По знаку полковника жандарм достал из папки подмышкой толстую пачку исписанных листов и протянул генералу.
— И о чем же бредит наш друг капитан? — спросил Черевин, передавая ее Секеринскому.
— Очень странный бред, ваше превосходительство. Только о деньгах. Вот, судите сами: «Мундир с шароварами у Нордштрема 100 рублей.… вальтрап гвардейский адъютантский не меньше шестидесяти… шашка 14 рублей… сапоги длинные форменного образца американской лакированной кожи — 19 рублей… аксельбант золоченый с наконечником — 18 рублей…»
— Он что, в бреду прейскурант читает? — спросил Черевин.
— Не знаю, но дальше все в том же роде. Что кредит на обмундирование он в экономическом обществе весь выбрал, а полгода еще не прошло, да и платит неисправно, так что Пенский второй не разрешит. И опять по-новой прейскурант.

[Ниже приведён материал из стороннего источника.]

PR #1031, opened 2026-07-28
Chore: replace mypy with pyrefly

veegalinova:
## Disclaimer

- [ ] I am an AI agent.
- [X] I have used AI and I thoroughly reviewed every line.

## Description

> [!NOTE]
> **tldr**: This PR is for switching from mypy type checker to a newer pyrefly checker

I want to test how a more modern type checker would work with our code. After some research, currently there are 3 alternatives people prefer - pyright, ty and pyrefly, the last two beeing more "hyped". I selected pyrefly, which promises to be faster than pyright and has experimental pytorch tensor shape type checking. ty is also a great alternative from astral ecosystem, but it is less mature and with less checks implemented.

To see the type errors in vscode you only need to install "Pyrefly - Python Language Tooling" extension.

### Overview - what changed?

The PR has two parts:

1. Changes to pre-commit and CI, will explain in deatil in "changes made" section
2. A lot of small changes cleaning up type-ignore annotations that are longer needed and resolving new found errors. This I will skip explaining and listing, but I'm happy to go in detail if needed.

Major difference between mypy and pyrefly - now to run the type checker we need a full environment with all dependencies, so it can check imports and fetch types from external libraries. This makes it unusable in pre-commit CI.

- `pre-commit-config.yaml` - added pyrefly. When ran locally, type checker runs with the installed environment. Skipped in CI.
- `ci.yml`
  - moved the type checker from pre-commit to a separate CI step that is ran before the testing matrix. Testing waits for it to finish successfully, so it will still fail fast as pre-commit did and prevent a more expensive matrix checking.
  - switched "cancel previous runs" from external action to github native functionality
  - switched default permissions to "read" for safety reasons (see [guide](https://github.com/github/awesome-copilot/blob/main/instructions/github-actions-ci-cd-best-practices.instructions.md#3-least-privilege-for-github_token))
- `pyproject.toml` - pyrefly settings now are defined here. The checking preset is `legacy` which is recommended for switching from mypy. Only two optional logging library imports are ignored (wandb and tensorboard)
- codecov - set patch status to informational, patch % is still posted but no longer fails CI

## How has this been tested?

After switching, ~20 type ignores were removed as unneeded, and ~60 new errors were resolved. I can not say that the new errors are magically super useful and more meaningful than mypy so far, need more experience with the tool.

Locally, I did not see any meaningful speed difference when calling checker from console, but the IDE integration is much faster than mypy.
CI timings - before, pre-commit took 15-20s, now it took 8. But, the new action takes 45 seconds, from which the checking itself is 1 second and the rest env setup etc. So purely speed-wise the new check is a net negative in terms of CI speed unfortunately.

---

- [X] Code builds and passes tests locally, including doctests
- [X] Pre-commit passes


jdeschamps:
I merged a pre-commit update that created a conflict in this PR.

src/careamics/lightning/grouped_index_sampler.py
jdeschamps, line 1: What happened to that module? Was it not used anymore?

jdeschamps (approved):
Looks good. Some fixes are a bit verbose, but we can live with that. I'd be ok to try it for a while and reevaluate if we don't like it.

src/careamics/lightning/grouped_index_sampler.py
veegalinova: It got duplicated somehow. There is the same file at `src/careamics/lightning/data/grouped_index_sampler.py` which is the one being imported.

— Где он сейчас? У себя на квартире?
— У тестя на Рузовской. У капитана в квартире такой хармидер, что даже спать не на чем. Мы допросили жандарма, дежурившего в ту ночь у дворца напротив Штаба. Он говорит, что после ваших агентов часа через полтора к офицерским флигелям подъехал еще один человек в волчьей шубе мехом наружу и прошел внутрь. Спустя полчаса он же, но без шубы, выскочил наружу вместе госпожой Сеньчуковой и убежал в разные стороны. А еще через полчаса вышел ваш агент с перевязанной головой и огромным мешком за спиной.
— А г-н Владимиров был как раз в такой волчьей шубе мехом наружу, — встряла Варенька.
— Наверное, Фаберовский волок эту шубу как улику для опознания нападавшего, — сказал Черевин. — Много ли народу у нас ходит в таких шубах!
— Да порядочно! — сказал Секеринский. — Я за вчерашний вечер по гостиницам да ресторациям человек семь арестовал. Все сибиряки-промышленники, золотой народ.
— В каком смысле — золотой?
— В том смысле, что я их отпустил, ваше превосходительство.
— А дом на Дмитровском проверили?
— Проверил. Владелец дома г-н Кудрявцев говорит, что до Нового года на втором этаже снимала квартиру г-жа Сеньчукова. Но контракт не был продлен, и теперь квартира сдается. Говорит, что княгиня Радзивилл проявила к дому интерес.
— А дворников допросили?
— Дворники взяли расчет, и теперь у г-на Кудрявцева в доме новые дворники.
А тех ищи теперь свищи! Квартиру мы осмотрели, но ничего интересного не нашли. Обычная квартира содержанки.
— Надо найти, куда делась Сеньчукова, — сказал Черевин. — Она наша единственная сейчас ниточка. Если найдете живой — допросите негласно, чтобы не спугнуть заговорщиков. Соломона Варшавчика еще не доставили?
— Ждет в прихожей, ваше превосходительство, — сообщил жандарм.
— Ведите сюда!
Двое жандармов ввели Соломона, державшего в правой руке крышку эмалированного ночного горшка.
— Господин Варшавчик, признайтесь, куда вы дели записку г-на Фаберовского, которую должны были передать мне лично позавчера? — спросил Черевин.
Соломон гневно посмотрел на Вареньку, толстые губы его затряслись, на глаза навернулись слезы и он внезапно ударил крышкой горшка себя в грудь. Генерал в изумлении отступил на шаг.
— Вы меня не запугаете! — выкрикнул студент. — Я человек! А не как тут некоторые полагают! Я не позволю! Я требую!
Соломон закашлялся и стал стучать себя крышкой.